I love candidissimum..mine hasn't come up yet...which leads me to believe that it didn't make it this winter....it's normally up by this time in June....


----------



## parvi_17 (Jun 21, 2009)

Eric Muehlbauer said:


> I love candidissimum..mine hasn't come up yet...which leads me to believe that it didn't make it this winter....it's normally up by this time in June....



Hopefully it hasn't died! I now grow all of my Arisaemas (except triphyllum) in pots, because all of them are iffy in my climate, and I have lost many trying to grow them outside, even with special protection.


----------



## Yoyo_Jo (Jun 22, 2009)

You grow the coolest things! :clap:


----------



## parvi_17 (Jun 22, 2009)

Yoyo_Jo said:


> You grow the coolest things! :clap:



I think the same can be said for all of us here!


----------



## biothanasis (Jun 22, 2009)

Very nice arisaema!!!! Cool flower!!


----------



## Wendy (Jun 22, 2009)

Neat! Where do you order them from? I would like to add some to my garden in addition to the ones I have now.


----------



## NYEric (Jun 22, 2009)

Very nice, I think the dark and cool weather in NYC may be delaying Eric's [finger's crossed!]


----------



## Clark (Jun 22, 2009)

Very nice Joe!

I thought mine was lost too. In bloom now.
Swear by this time last year crocosmia was finished, just started to bud now.


----------



## SlipperFan (Jun 22, 2009)

Clark Edward said:


> Swear by this time last year crocosmia was finished, just started to bud now.

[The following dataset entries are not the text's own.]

PR #3058, opened 2026-05-06
feat: implement `CursorTrait` for `SelectFour`

zefr0x:
## PR Info

- Closes 

## New Features

- [x] Implement `cursor_by()` for `SelectFour`


zefr0x:
We still need tests for this, so it will stay as a draft PR.

I don't know why it wasn't implemented or if my implementation is valid. I just copied `SelectThree`'s impl and tuned it to handle four tables. Used it in my project and it seem to work.

PR #3059, opened 2026-05-07
fix: delete_by_* for unique keys with 1 column

sefidel:
## PR Info

Fixes the issue where [the documentation](https://www.sea-ql.org/SeaORM/docs/basic-crud/delete/#delete-by-unique-key) specifies usage of `delete_by_*` with one-column unique keys, but `sea-orm-macros` only generated them for unique keys where `columns > 1`.

## Bug Fixes

- [x] Generate `delete_by_*` functions for unique keys with one column

---
p.s. Should we have a test case for `delete_by_*` functions in `tests/active_model_ex_tests.rs`?


Huliiiiii:
Yes, we should add a test.

@tyt2y3 Why did we skip the case where column len = 1 at first?

PR #3071, opened 2026-05-25
Use `web-time::Instant` instead of `std::time::Instant` for wasm32 target

Huliiiiii:
- Closes #3068

## Bug Fixes

- [x] Use wasm-compatible `Instant` for wasm32 target


Expurple (approved):
Thanks

PR #3076, opened 2026-06-06
Newtype primary keys

### LINKED ISSUE #3066: Type-safe primary keys
## Motivation

SeaORM today represents an entity's primary key as the raw scalar type; `i32`,
`i64`, `Uuid`, `String`. That makes every PK structurally identical to every
other PK of the same scalar, and mixing them up won't be caught by the type system.

There are several areas this failure mode can occur:

### 1. Untyped API usage

Concretely, today's API looks like this:

```rust
// Two entities, same scalar PK type.
mod user { pub struct Model { pub id: i32, pub name: String, /* … */ } }
mod post { pub struct Model { pub id: i32, pub title: String, /* … */ } }

let post: post::Model = /* … */;
let owner = user::Entity::find_by_id(post.id).one(db).await?; // logic error
```

This compiles, runs, and silently looks up the user whose id happens to equal a post id.

### 2. Untyped domain code

The same shape shows up in domain code:

```rust
fn ban_user(db: &DbConn, user_id: i32) { /* … */ }

let post: post::Model = /* … */;
ban_user(db, post.id);    // compiles, bans the wrong account
```

### 3. Multiple FK to the same column

The other recurring failure mode is junction tables that reference the same parent twice. For example, a "follower" join with both `user_id` and `follower_id`. All four columns are `i32` (or `i64`). Position is the only thing distinguishing them:

```rust
user_follower::ActiveModel {
    user_id: Set(follower.id),   // swapped
    follower_id: Set(user.id),   // swapped
    ..Default::default()
}.insert(db).await?;             // compiles, records the inverse relationship
```

Foreign-key columns are equally exposed. A `comment::Model` carries `post_id: i32` and `user_id: i32`. Any code that builds, edits, or filters comments can swap the two with no compiler complaint.

## Proposed Solution

Use a core type `Id<E, T>` that gets generated for entities by the CLI, and integrate it with FK columns, and find_by_id and similar methods.

### 1. Codegen emits one-line aliases per table

```rust
// Generated by `sea-orm-cli generate entity --with-pk-newtypes`:
pub type CakeId = sea_orm::Id<Entity, i32>;

#[derive(DeriveEntityModel, …)]
pub struct Model {
    #[sea_orm(primary_key)]
    pub id: CakeId,        // the alias, not the raw scalar
    pub name: String,
    /* … */
}
```

Foreign-key columns spell the parent's alias:

```rust
pub struct Model {
    #[sea_orm(primary_key)]
    pub id: CommentId,
    pub post_id: super::post::PostId,   // not raw i32
    pub user_id: super::user::UserId,
    /* … */
}
```

### 2. Role wrappers for self-referential junctions

When a table has more than one FK column pointing at the same parent, codegen emits per-column wrapper structs around the parent's alias so positional swaps fail to compile:

```rust
#[derive(DeriveValueType, …)]
pub struct UserFollowerPkUserId(pub super::user::UserId);
#[derive(DeriveValueType, …)]
pub struct UserFollowerPkFollowerId(pub super::user::UserId);

pub struct Model {
    #[sea_orm(primary_key)]
    pub user_id: UserFollowerPkUserId,
    #[sea_orm(primary_key)]
    pub follower_id: UserFollowerPkFollowerId,
    /* … */
}
```

Now the swapped insert from the motivation section is a compile error:

```rust
user_follower::ActiveModel {
    user_id: Set(UserFollowerPkFollowerId(follower.id)),  // type mismatch
    follower_id: Set(UserFollowerPkUserId(user.id)),      // type mismatch
    ..Default::default()
};
```

### 3. `find_by_id` / `filter_by_id` are a single permissive function

These functions can handle both typed and untyped entities:

```rust
fn find_by_id<T>(values: T) -> Select<Self>
where T: Into<<Self::PrimaryKey as PrimaryKeyTrait>::ValueType>
```

### 4. Opt-in via CLI flag

The whole feature is gated behind `sea-orm-cli generate entity --with-pk-newtypes`. Existing projects don't get newtypes unless they regenerate with the flag. Hand-written entities should be able to adopt incrementally by converting one table at a time by replacing `pub id: i32` with a one-line alias.

---

I've been working on a prototype for this that I'll work to make a draft PR soon.

AngelOnFira:
## PR Info

- Closes #3066 

### 1. Opt-in type-safe primary keys via newtypes

Adds a code-generation mode (`sea-orm-cli generate entity --with-pk-newtypes`) plus a library surface (`sea_orm::Id<E, T>`, `PkAutoIncrementHint`, `FindByIdArg`) that together give compile-time protection against mixing up primary-key values across entities. With the flag, `user::Entity::find_by_id(post.id)` no longer compiles because `post.id` is `PostId` (`Id<post::Entity, i32>`), which has no `Into<Id<user::Entity, i32>>` impl by design.

### 2. `sea_orm::Id<E, T>` library type

Phantom-typed PK wrapper, unique for each table's primary key. The only construction path is `Id::new(value)`, there is deliberately no `impl<E, T> From<T> for Id<E, T>` blanket, which is what makes the compiler reject cross-entity confusion at every use site.

### 3. `FindByIdArg<E>` trait

The shared bound on `find_by_id` / `filter_by_id` / `delete_by_id`. A thin sea-orm-owned wrapper around `Into<<E::PrimaryKey as PrimaryKeyTrait>::ValueType>` so we can attach a curated `#[diagnostic::on_unimplemented]` message.

### 4. `PkAutoIncrementHint` trait

Trait-resolved default for whether a PK column is `AUTO_INCREMENT` (integers -> `true`, `String`/`Vec<u8>`/`Uuid` -> `false`). `DeriveValueType` emits an impl so the new PK wrappers will resolve through their inner type. This will replace the previous text-search method.

## Breaking Changes

- None

Notes: Backwards-compatible: nothing changes for entities generated without `--with-pk-newtypes`. `find_by_id(7u8)` against an `i32` PK still works via the `Into`-forwarding blanket impl, and the `auto_increment()` body now resolves through `PkAutoIncrementHint` while producing the same defaults as before. `DeleteMany::filter_by_ids` (plural) keeps its pre-PR `IntoIterator<Item = ValueType>` bound to avoid unrelated behavior changes.

## Changes

- Codegen resolution chain. Per column, the emitted Rust type is resolved in a fixed precedence: (1) role wrapper for PK columns of junction tables with multiple FKs to the same parent (`UserFollowerPkUserId`), (2) single-parent FK column -> parent's PK alias, (3) own-PK alias (`CakePk`), (4) raw scalar fallback. `Column::refs: Vec<ColumnRef>` is populated from FK constraints (multi-parent supported).
- `auto_increment()` macro body: composite PK -> `false`; explicit annotation -> literal bool; otherwise `<FieldType as PkAutoIncrementHint>::IS_AUTO`. `DeriveValueType` emits `DelegatesPkAutoIncrementHint`.
- `--with-pk-newtypes` CLI flag (`sea-orm-cli/src/cli.rs`)
- `find_by_id` / `delete_by_id` / `filter_by_id` now take `T: FindByIdArg<Self>`

### Out of scope

- Multi-parent FK columns aren't handled, and instead fall back to raw scalars


Huliiiiii:
Could you split this into smaller PRs or commits? A 4k-loc change is quite difficult to review.

AngelOnFira:
Thanks for the suggestion @Huliiiiii! I have a few things I want to improve before setting this draft PR ready to review, so I'm happy to split the PR in places that make sense. I'm open for suggestions, here's the current breakdown;

- ~650 LoC new example in `examples/basic_typed_pk/`
- ~860 LoC `sea-orm-codegen/` 
- ~500 LoC new core code
- ~670 LoC new tests
- ~1.1k Loc duplicate code in `sea-orm-sync/` (duplicates tests + core code)

I'm not sure I can easily split the core functionality into multiple PRs, but it would be easy to split this up into separate commits. I can also move `examples/basic_typed_pk/` to another PR since that's just a demo of the feature.

If it seems like just making more commits won't help the problem, I can drill deeper into separating functionality into multiple PRs. Let me know what you think!

Huliiiiii:
I think you can keep going with the current implementations for now.

If it ends up being too hard to review once it’s ready, I’ll ask you to split it up then.

PR #3083, opened 2026-06-12
set_unset & friends for `ActiveValue`

### LINKED ISSUE #3077: "Set if unset" methods for ActiveValues
## Motivation

`ActiveValues` lack a "null coalescing" operation that is common for ORMs in other languages (as well as `Options` in Rust with `unwrap_or`). Sometimes you need to set defaults in a model, but only when the field is unset. Currently, that requires making an if block, which is very ugly and verbose.

## Proposed Solutions

A pair of new methods on `ActiveValue`, `set_unset`, `set_unset_with`, and `set_unset_default`, which will work sort of like `unwrap_or`, `unwrap_or_else`, and `unwrap_or_default` respectively.

For an `ActiveValue<T>`:
```rust
fn set_unset(&mut self, val: T) {
    match self {
        ActiveValue::Unset => self.set(val),
        _ => ();
    };
}

fn set_unset_with(&mut self, f: fn() -> T) {
    match self {
        ActiveValue::Unset => self.set(f()),
        _ => ();
    };
}


fn set_unset_default(&mut self)
where 
    T: Default
{
    match self {
        ActiveValue::Unset => self.set(T::default()),
        _ => ();
    };
}
```

PacificBird:
## PR Info

- Closes #3077 

## New Features

- `ActiveValue::set_unset(&mut self, value: V)`, which mutates `self` to `ActiveValue::Set(value)` if `self.is_not_set()`
- `ActiveValue::set_unset(&mut self, value: impl FnOnce() -> V)`, which mutates `self` to `ActiveValue::Set(f())` if `self.is_not_set()`
- `ActiveValue::set_unset(&mut self) where V: Default`, which mutates `self` to `ActiveValue::Set(V::default())` if `self.is_not_set()`

Includes documentation and examples/doc tests for all three. I cannot overstate how much grief these changes will save me in my production code base.


Huliiiiii:
I'd prefer the names set_if_unset / not_set, even though they’re a bit more verbose.
What do you think? @tyt2y3

PacificBird:
Can't run cargo clippy because I'm getting 
```
conflicting implementations of trait `From<format_description::parse::format_item::HourBase>` for type `<format_description::parse::format_item::HourBase as format_description::parse::format_item::ModifierValue>::Type
```
all over the place

Issue #2995, opened 2026-03-10
Column `extra` causes `sync` to add column again


nitroxis:
## Description

Using `#[sea_orm(extra = ...)]` for generated columns in sqlite causes the column to be added again on next `sync`.

## Steps to Reproduce

Defining an entity like this:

Hmmm, mine are just coming up -- but maybe I planted them too late.

I haven't seen an Arisaema I haven't liked.

Wendy, you might try the VanBorgondien (sp?) nursery. They carry several varities.


----------



## fundulopanchax (Jun 22, 2009)

Very nice! I like this form.

Dont worry yet if yours are not up yet - I thought mine did not make it either but suddenly they have popped up. A very cool spring I think.

Thx for sharing!

Ron


----------